PR #15, opened 2016-11-27
Add Lightning and the Acquia Lightning ScriptHandler.

greg-1-anderson:
This PR is not intended to be merged.  This is an experiment to combine example-drops-8-composer with Acquia Lightning.

At the moment this is not working; packagist.drupal.org seems to place the entire distribution at profiles/lightning.  See https://github.com/acquia/lightning-project/issues/22

PR #33, opened 2017-01-01
Lightning fist 2

greg-1-anderson:
Continuation of #15


greg-1-anderson:
This PR uses Lightning v2, which is based on packagist.drupal.org, just as drupal-composer/drupal-project is. Includes a couple of simple passing tests, including an installer test.

PR #35, opened 2017-01-04
Use composer create-project in readme

stevector:
@greg-1-anderson, since your forthcoming blog post uses `composer create-project`, I think the readme here should too.


greg-1-anderson:
Good idea; thanks. I do plan on updating the README to include the PR workflow setup instructions as well. The blog is now being converted into a guide in Pantheon documentation. Should be up soon.

PR #48, opened 2017-01-17
Fix manual install

greg-1-anderson:


greg-1-anderson:
Merged via commandline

* **Instructions to follow**
Repeat the material word for word, with no line missing.

* **Response for this exercise**
PR #15, opened 2016-11-27
Add Lightning and the Acquia Lightning ScriptHandler.

greg-1-anderson:
This PR is not intended to be merged.  This is an experiment to combine example-drops-8-composer with Acquia Lightning.

At the moment this is not working; packagist.drupal.org seems to place the entire distribution at profiles/lightning.  See https://github.com/acquia/lightning-project/issues/22

PR #33, opened 2017-01-01
Lightning fist 2

greg-1-anderson:
Continuation of #15


greg-1-anderson:
This PR uses Lightning v2, which is based on packagist.drupal.org, just as drupal-composer/drupal-project is. Includes a couple of simple passing tests, including an installer test.

PR #35, opened 2017-01-04
Use composer create-project in readme

stevector:
@greg-1-anderson, since your forthcoming blog post uses `composer create-project`, I think the readme here should too.


greg-1-anderson:
Good idea; thanks. I do plan on updating the README to include the PR workflow setup instructions as well. The blog is now being converted into a guide in Pantheon documentation. Should be up soon.

PR #48, opened 2017-01-17
Fix manual install

greg-1-anderson:


greg-1-anderson:
Merged via commandline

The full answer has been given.